• [Exercise goal] Repeat, exactly and completely, the entries shown underneath.

• [Listed entries]
PR #916, opened 2022-02-17
Make `dandi upload` look for dandiset.yaml in parents of common path

### LINKED ISSUE #892: dandi upload --dandiset-path?
`dandi upload --help` mentions a `--dandiset-path` arg, but I don't see one in the options. What is the proper way to set this without being in that directory?

```
$ dandi upload --help
Usage: dandi upload [OPTIONS] [PATHS]...

  Upload Dandiset files to DANDI Archive.

  The target Dandiset to upload to must already be registered in the archive,
  and a `dandiset.yaml` file must exist in the local `--dandiset-path`.

  Local Dandiset should pass validation.  For that, the assets should first be
  organized using the `dandi organize` command.

  By default all .nwb files in the Dandiset (excluding directories starting
  with a period) will be considered for the upload.  You can point to specific
  files you would like to validate and have uploaded.

Options:
  -e, --existing [error|skip|force|overwrite|refresh]
                                  What to do if a file found existing on the
                                  server. 'skip' would skipthe file, 'force' -
                                  force reupload, 'overwrite' - force upload
                                  if either size or modification time differs;
                                  'refresh' - upload only if local
                                  modification time is ahead of the remote.
                                  [default: refresh]
  -J, --jobs N[:M]                Number of files to upload in parallel and,
                                  optionally, number of upload threads per
                                  file
  --sync                          Delete assets on the server that do not
                                  exist locally
  --validation [require|skip|ignore]
                                  Data must pass validation before the upload.
                                  Use of this option is highly discouraged.
                                  [default: require]
  -i, --dandi-instance [dandi|dandi-api-local-docker-tests|dandi-devel|dandi-staging]
                                  DANDI instance to use  [env var:
                                  DANDI_INSTANCE;default: dandi]
  --help                          Show this message and exit.
```

jwodder:
Closes #892.

### DIFF
--- a/dandi/upload.py
+++ b/dandi/upload.py
@@ -30,7 +30,6 @@ def upload(
     paths: Optional[List[Union[str, Path]]] = None,
     existing: str = "refresh",
     validation: str = "require",
-    dandiset_path: Union[str, Path, None] = None,
     dandi_instance: str = "dandi",
     allow_any_path: bool = False,
     upload_dandiset_metadata: bool = False,
@@ -42,11 +41,15 @@ def upload(
     from .dandiapi import DandiAPIClient
     from .dandiset import APIDandiset, Dandiset
 
-    dandiset_ = Dandiset.find(dandiset_path)
+    if paths:
+        paths = [Path(p).absolute() for p in paths]
+        dandiset_ = Dandiset.find(os.path.commonpath(paths))
+    else:
+        dandiset_ = Dandiset.find(None)
     if not dandiset_:
         raise RuntimeError(
-            f"Found no {dandiset_metadata_file} anywhere.  "
-            "Use 'dandi download' or 'organize' first"
+            f"Found no {dandiset_metadata_file} anywhere in common ancestor of"
+            " paths.  Use 'dandi download' or 'organize' first."
         )
 
     instance = get_instance(dandi_instance)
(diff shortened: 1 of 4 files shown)


dandi/upload.py
```diff
@@ -335,7 +332,7 @@ def upload_agg(*ignored: Any) -> str:
 
     if sync:
         relpaths: List[str] = []
-        for p in original_paths:
+        for p in paths:
```
yarikoptic, line 335: I wonder if there was some good reason to use `original_paths` here instead of `.absolute()`ified ones... can't think of anything and (to be removed) comment on expanding and "validating" does not help (was there some which was removed? or did we use normpath not abspath at some point?)

yarikoptic (approved):
I am a little confused on either there was a good reason before to iterate through `original_paths` which now would be RFed away... but can't see why it was done that way

dandi/upload.py
yarikoptic: I see, so they were overloaded with the ones from `find*files` which is no longer the case iirc, so not needed indeed.  I don't think `absolute` should have negative effect there.. let's proceed. thanks!

yarikoptic:
marking for a release.  not sure already if it wouldn't be too much for `auto` to swallow.  If it would be, @jwodder -- please take care about manually releasing.

jwodder:
@yarikoptic The release workflow failed (because of auto) while trying to build & upload to PyPI.  Fortunately, that was the only thing left to do manually.

PR #919, opened 2022-02-21
Don't repeat API requests when finding subdir files to delete before Zarr upload

jwodder:
Before starting to upload a Zarr, the client compares the on-disk tree to the contents of the remote Zarr object being updated (if any).  Among other checks, if it finds a remote directory at the same path as a local file, it deletes the directory, which consists of deleting all of the files under it recursively.  Currently, the files are retrieved by making numerous queries to the API, but this PR changes the code to instead go through the already-fetched collection of remote files.


yarikoptic:
LGTM, thank you @jwodder !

• [Completed exercise]
PR #916, opened 2022-02-17
Make `dandi upload` look for dandiset.yaml in parents of common path

### LINKED ISSUE #892: dandi upload --dandiset-path?
`dandi upload --help` mentions a `--dandiset-path` arg, but I don't see one in the options. What is the proper way to set this without being in that directory?

```
$ dandi upload --help
Usage: dandi upload [OPTIONS] [PATHS]...

  Upload Dandiset files to DANDI Archive.

  The target Dandiset to upload to must already be registered in the archive,
  and a `dandiset.yaml` file must exist in the local `--dandiset-path`.

  Local Dandiset should pass validation.  For that, the assets should first be
  organized using the `dandi organize` command.

  By default all .nwb files in the Dandiset (excluding directories starting
  with a period) will be considered for the upload.  You can point to specific
  files you would like to validate and have uploaded.

Options:
  -e, --existing [error|skip|force|overwrite|refresh]
                                  What to do if a file found existing on the
                                  server. 'skip' would skipthe file, 'force' -
                                  force reupload, 'overwrite' - force upload
                                  if either size or modification time differs;
                                  'refresh' - upload only if local
                                  modification time is ahead of the remote.
                                  [default: refresh]
  -J, --jobs N[:M]                Number of files to upload in parallel and,
                                  optionally, number of upload threads per
                                  file
  --sync                          Delete assets on the server that do not
                                  exist locally
  --validation [require|skip|ignore]
                                  Data must pass validation before the upload.
                                  Use of this option is highly discouraged.
                                  [default: require]
  -i, --dandi-instance [dandi|dandi-api-local-docker-tests|dandi-devel|dandi-staging]
                                  DANDI instance to use  [env var:
                                  DANDI_INSTANCE;default: dandi]
  --help                          Show this message and exit.
```

jwodder:
Closes #892.

### DIFF
--- a/dandi/upload.py
+++ b/dandi/upload.py
@@ -30,7 +30,6 @@ def upload(
     paths: Optional[List[Union[str, Path]]] = None,
     existing: str = "refresh",
     validation: str = "require",
-    dandiset_path: Union[str, Path, None] = None,
     dandi_instance: str = "dandi",
     allow_any_path: bool = False,
     upload_dandiset_metadata: bool = False,
@@ -42,11 +41,15 @@ def upload(
     from .dandiapi import DandiAPIClient
     from .dandiset import APIDandiset, Dandiset
 
-    dandiset_ = Dandiset.find(dandiset_path)
+    if paths:
+        paths = [Path(p).absolute() for p in paths]
+        dandiset_ = Dandiset.find(os.path.commonpath(paths))
+    else:
+        dandiset_ = Dandiset.find(None)
     if not dandiset_:
         raise RuntimeError(
-            f"Found no {dandiset_metadata_file} anywhere.  "
-            "Use 'dandi download' or 'organize' first"
+            f"Found no {dandiset_metadata_file} anywhere in common ancestor of"
+            " paths.  Use 'dandi download' or 'organize' first."
         )
 
     instance = get_instance(dandi_instance)
(diff shortened: 1 of 4 files shown)


dandi/upload.py
```diff
@@ -335,7 +332,7 @@ def upload_agg(*ignored: Any) -> str:
 
     if sync:
         relpaths: List[str] = []
-        for p in original_paths:
+        for p in paths:
```
yarikoptic, line 335: I wonder if there was some good reason to use `original_paths` here instead of `.absolute()`ified ones... can't think of anything and (to be removed) comment on expanding and "validating" does not help (was there some which was removed? or did we use normpath not abspath at some point?)

yarikoptic (approved):
I am a little confused on either there was a good reason before to iterate through `original_paths` which now would be RFed away... but can't see why it was done that way

dandi/upload.py
yarikoptic: I see, so they were overloaded with the ones from `find*files` which is no longer the case iirc, so not needed indeed.  I don't think `absolute` should have negative effect there.. let's proceed. thanks!

yarikoptic:
marking for a release.  not sure already if it wouldn't be too much for `auto` to swallow.  If it would be, @jwodder -- please take care about manually releasing.

jwodder:
@yarikoptic The release workflow failed (because of auto) while trying to build & upload to PyPI.  Fortunately, that was the only thing left to do manually.

PR #919, opened 2022-02-21
Don't repeat API requests when finding subdir files to delete before Zarr upload

jwodder:
Before starting to upload a Zarr, the client compares the on-disk tree to the contents of the remote Zarr object being updated (if any).  Among other checks, if it finds a remote directory at the same path as a local file, it deletes the directory, which consists of deleting all of the files under it recursively.  Currently, the files are retrieved by making numerous queries to the API, but this PR changes the code to instead go through the already-fetched collection of remote files.


yarikoptic:
LGTM, thank you @jwodder !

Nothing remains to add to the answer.